No, you do not need to become a Buddhist monk to meditate, nor to go on a spiritual retreat. Nor is the goal to reach nirvana during meditation sessions lasting several hours… Meditation helps to learn to know oneself better, to manage one’s emotions, to stay focused in the most important moments, to arrive to manage media and popular pressure… In short, meditation allows champions to stay focused on what makes them exceptional players, by finding their own balance.
“Pure performance starts in the head. What you have in mind will determine your level of performance” – George Mumford, Phil Jackson’s Chicago Bulls and Los Angeles Lakers meditation coach
In recent weeks I have invited in my podcast ‘The Mind Game of Basketball‘ (in English) some of the greatest specialists in mental performance among basketball players: Graham Betchart (Utah Jazz, San Antonio Spurs, Jaylen Brown, Aaron Gordon) and Greg Graber (Memphis Grizzlies) whose mentor is none other than George Mumford. In this column, you will find the foundations of their work with the best NBA players as well as their use of mindfulness meditation. You will be surprised to learn that despite the idea that many have, meditating to reach its full potential is within everyone’s reach, it is mainly a question of dedication.

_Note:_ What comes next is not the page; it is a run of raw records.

PR #230, opened 2015-06-30
PARQUET-320: Fix semver problems for parquet-hadoop.

rdblue:
Re-enables semver checks for Parquet packages by removing the parquet/** exclusion that was matching unexpected classes. This also fixes all of the semver problems that have been committed since the check started excluding all Parquet classes.


isnotinvain:
+1, thanks. Sorry, a lot of that was me "cleaning things up"

I think some of these classes might be considered private / internal, but we can make that distinction more clear in 2.0.

PR #231, opened 2015-06-30
PARQUET-146: Move Parquet to Java 7

nezihyigitbasi:
This has been pending for a while. With the other fix referenced in PARQUET-146, I think Parquet can now move to Java 7.

### DIFF
--- a/pom.xml
+++ b/pom.xml
@@ -66,8 +66,8 @@
   </pluginRepositories>
 
   <properties>
-    <targetJavaVersion>1.6</targetJavaVersion>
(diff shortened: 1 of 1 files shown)


nezihyigitbasi:
@rdblue Is there anything else that needs to be done to move Parquet to Java 7? Will be happy to help with that.

julienledem:
I believe we should move to java 7 too.
Let me check.

rdblue:
+1 for Java 7!

julienledem:
+1

PR #494, opened 2018-06-11
PARQUET-1322: Statistics is not available for DECIMAL types

vrozov:


zivanfi:
Based on the discussion in the JIRA, this PR seems to be obsolete. Can we close it?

The meditation exercise involves calming the mind through conscious breathing and taking into account the thoughts that pass through our mind as well as the sensations in our body. Of course, our minds like to procrastinate and mindfulness meditation requires returning to the present moment through the breath which is the most effective tool to get there. This technique takes practice, like any other skill acquisition. Again and again, we bring the mind back to that moment of conscious breathing where we feel all the sensations in our body as well as the sounds we hear around us.
Episode 1 – the mind in basketball: one on one with oneself
Halftime with three current Betclic Elite players who practice meditation
Yakuba Ouattara, Gerald Ayayi and Jessie Bégarin
You can practice mastering your thoughts and feelings, bringing your mind and attention back to the present moment consistently at any time of the day. The idea is to acknowledge the thoughts and feelings we have and let them go without personally identifying with them. It is our ability to live fully in the present moment that allows us to stay calm and perform. All basketball players – and athletes in general – who use mindfulness meditation recognize that using it, even for a few minutes a day, makes it easier to respond to every challenge they face.
When we encounter distractions or our internal dialogue plays tricks on us, when we encounter adversity, the practice of meditation helps us to manage our unattached feelings, to let them go, and to refocus on the present moment. by training with intention, whatever is going on in our mind, over and over again. It’s a mix of ultimate focus and letting go that achieves a state where you don’t really think and let things happen…bringing you closer to the zone state.
“Stay focused on the present moment, continue to learn from the past and plan for the future without focusing on the past or the future –Graham Betchart
You take charge of the future by taking care of every present moment. From a basketball player’s perspective, if the player can be helped to let the last action slip away, it will be extremely beneficial. No longer focusing on a missed shot, a lost ball, a foul… How many players do you know capable of doing that today? Too few certainly and yet it is a skill that can be learned very early in the learning of basketball.
A concrete example is to imagine yourself at the free-throw line, taking a slow breath in through your nose, stopping the breath for a second, and exhaling even more gently through your mouth. This technique allows you to oxygenate the brain to gain concentration, your tension and your heart rate drop and a natural relaxation follows. Specialists will agree that it is much better to shoot a free throw relaxed but focused rather than tense and disturbed by all the surrounding adversity. This meditation work helps players to reboot their concentration during a match, with a word or a mantra that will allow them to find the point of focus essential to performance.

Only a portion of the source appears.